- **Work request**
Reproduce all lines of the listing below in which the word "adrianlizarraga" occurs.

- - - - - - -

Issue #26189, opened 2025-09-28
[Build] [CUDA] [FlashAttention] Compilation fails with “template‑id not allowed for constructor in C++20” (cutlass/exmy_base.h)


ProPatte:
### Describe the issue

While building ONNX Runtime with CUDA support on Linux, the compilation stops at flash_api.cc at 51 % with errors from CUTLASS headers indicating that a template‑id is used for a constructor, which is disallowed in C++20. All warnings are treated as errors (-Werror).

Steps to reproduce:
1. git clone --recursive https://github.com/microsoft/onnxruntime
2. cd onnxruntime
3. ./build.sh   --use_cuda   --cudnn_home /usr   --cuda_home /opt/cuda   --cmake_extra_defines     CMAKE_CUDA_ARCHITECTURES=120

_/usr and /opt/cuda are home dirs of cudnn and cuda on Arch._

### Target platform

Arch Linux (6.16.8-arch3-1)

### Build script

> #!/bin/bash
> #Copyright (c) Microsoft Corporation. All rights reserved.
> #Licensed under the MIT License.
> 
> #Get directory this script is in
> DIR="$( cd "$( dirname "${BASH_SOURCE[0]}" )" && pwd )"
> OS=$(uname -s)
> 
> if [ "$OS" = "Darwin" ]; then
>     DIR_OS="MacOS"
> else
>     DIR_OS="Linux"
> fi
> 
> if [[ "$*" == *"--ios"* ]]; then
>     DIR_OS="iOS"
> elif [[ "$*" == *"--android"* ]]; then
>     DIR_OS="Android"
> fi
> 
> python3 $DIR/tools/ci_build/build.py --build_dir $DIR/build/$DIR_OS "$@"

### Error / output

> [ 51%] Building CXX object CMakeFiles/onnxruntime_providers_cuda.dir/home/patte/onnxruntime/onnxruntime/contrib_ops/cuda/bert/flash_attention/flash_api.cc.o
> In file included from /home/patte/onnxruntime/build/Linux/Debug/_deps/cutlass-src/include/cutlass/float8.h:99,
>                  from /home/patte/onnxruntime/build/Linux/Debug/_deps/cutlass-src/include/cutlass/half.h:66,
>                  from /home/patte/onnxruntime/build/Linux/Debug/_deps/cutlass-src/include/cutlass/numeric_types.h:41,
[...]

PR #26369, opened 2025-10-20
[CUDA] patch cutlass for C++20

tianleiwu:
Fix build error with C++ 20 (See issue https://github.com/microsoft/onnxruntime/issues/26189)


tianleiwu:
Included in https://github.com/microsoft/onnxruntime/pull/26349.

PR #26372, opened 2025-10-21
use std::move(model_proto) to avoid extra copy

mingyueliuh:
Previously, model_proto was passed by name, which triggered a copy constructor call instead of move construction. Using std::move(model_proto) ensures that the object is constructed via move semantics, reducing unnecessary memory allocation and copy overhead.


mingyueliuh:
hi @yuslepukhin @skottmckay please take a look when you are available. Thanks.

mingyueliuh:
@tianleiwu  please help review , Thanks

PR #26373, opened 2025-10-21
[EP API] Check for out-of-range node in EpGraph::IndexToEpNodeMap::GetEpNode

minfhong-qti:
### Description

Check whether given `node_index` is within the target range of nodes during `EpGraph::IndexToEpNodeMap::GetEpNode`. Since EpGraph may be created from a subset of nodes, it should be checked that queried node is inside current EpGraph.

### Motivation and Context

While operating on partitioned graphs, SegFault occurrs if tries to acquire a node that is partitioned to another EpGraph (i.e., different EP).

### DIFF
--- a/onnxruntime/core/graph/ep_api_types.cc
+++ b/onnxruntime/core/graph/ep_api_types.cc
@@ -543,6 +543,10 @@ void EpGraph::IndexToEpNodeMap::Resize(NodeIndex min_node_index, NodeIndex max_n
 }
 
 EpNode* EpGraph::IndexToEpNodeMap::GetEpNode(NodeIndex node_index) const {
+  if (node_index < min_node_index_ || node_index >= min_node_index_ + nodes_.size()) {
+    return nullptr;
+  }
+
   size_t i = node_index - min_node_index_;
   assert(i < nodes_.size());
   return nodes_[i];


minfhong-qti:
Hi @edgchen1,
Not sure whether I'm looking for the correct one for reviewing this. Could you kindly check whether the issue fixed in this PR is valid? Or help redirect to other reviewers.
Thanks!

edgchen1:
> Hi @edgchen1, Not sure whether I'm looking for the correct one for reviewing this. Could you kindly check whether the issue fixed in this PR is valid? Or help redirect to other reviewers. Thanks!

@adrianlizarraga mind taking a look?

onnxruntime/core/graph/ep_api_types.cc
```diff
@@ -543,6 +543,10 @@ void EpGraph::IndexToEpNodeMap::Resize(NodeIndex min_node_index, NodeIndex max_n
 }
 
 EpNode* EpGraph::IndexToEpNodeMap::GetEpNode(NodeIndex node_index) const {
+  if (node_index < min_node_index_ || node_index >= min_node_index_ + nodes_.size()) {
```
adrianlizarraga, line 546: qq: Is this necessary due to the `Graph_GetGraphView` API?

adrianlizarraga (commented):
Looks good to me. Should merge in the latest main branch though.

minfhong-qti:
> Looks good to me. Should merge in the latest main branch though.

Yes, it's already been fixed in a0d4439. Will close this PR.

onnxruntime/core/graph/ep_api_types.cc
minfhong-qti: Not actually. I discovered this bug when enabling ABI version of QNN-EP which was before `Graph_GetGraphView` API introduced.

- - - - - - -

- **Answer area**
@adrianlizarraga mind taking a look?
adrianlizarraga, line 546: qq: Is this necessary due to the `Graph_GetGraphView` API?
adrianlizarraga (commented):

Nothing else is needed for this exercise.